EXERCISE DESCRIPTION
If a line in the entries below includes "mimetypes", show that line.

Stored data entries
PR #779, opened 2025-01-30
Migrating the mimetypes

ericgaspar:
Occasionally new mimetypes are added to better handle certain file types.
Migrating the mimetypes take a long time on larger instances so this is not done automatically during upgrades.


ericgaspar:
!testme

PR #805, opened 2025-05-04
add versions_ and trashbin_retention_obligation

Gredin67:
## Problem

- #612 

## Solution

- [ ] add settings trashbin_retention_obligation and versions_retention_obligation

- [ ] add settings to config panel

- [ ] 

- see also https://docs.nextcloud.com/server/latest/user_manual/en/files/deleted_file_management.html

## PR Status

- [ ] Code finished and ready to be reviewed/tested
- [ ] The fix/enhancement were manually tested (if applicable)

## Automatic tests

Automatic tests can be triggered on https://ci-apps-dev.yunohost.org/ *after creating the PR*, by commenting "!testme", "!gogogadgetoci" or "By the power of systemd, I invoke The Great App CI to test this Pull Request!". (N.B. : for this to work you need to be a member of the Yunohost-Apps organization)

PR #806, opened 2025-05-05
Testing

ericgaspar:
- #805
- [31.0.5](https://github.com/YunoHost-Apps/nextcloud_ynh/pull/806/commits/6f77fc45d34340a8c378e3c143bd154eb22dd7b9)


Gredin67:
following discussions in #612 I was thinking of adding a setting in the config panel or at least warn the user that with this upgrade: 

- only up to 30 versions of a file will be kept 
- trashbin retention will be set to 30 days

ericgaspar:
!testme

RESPONSE BOX
Migrating the mimetypes
Occasionally new mimetypes are added to better handle certain file types.
Migrating the mimetypes take a long time on larger instances so this is not done automatically during upgrades.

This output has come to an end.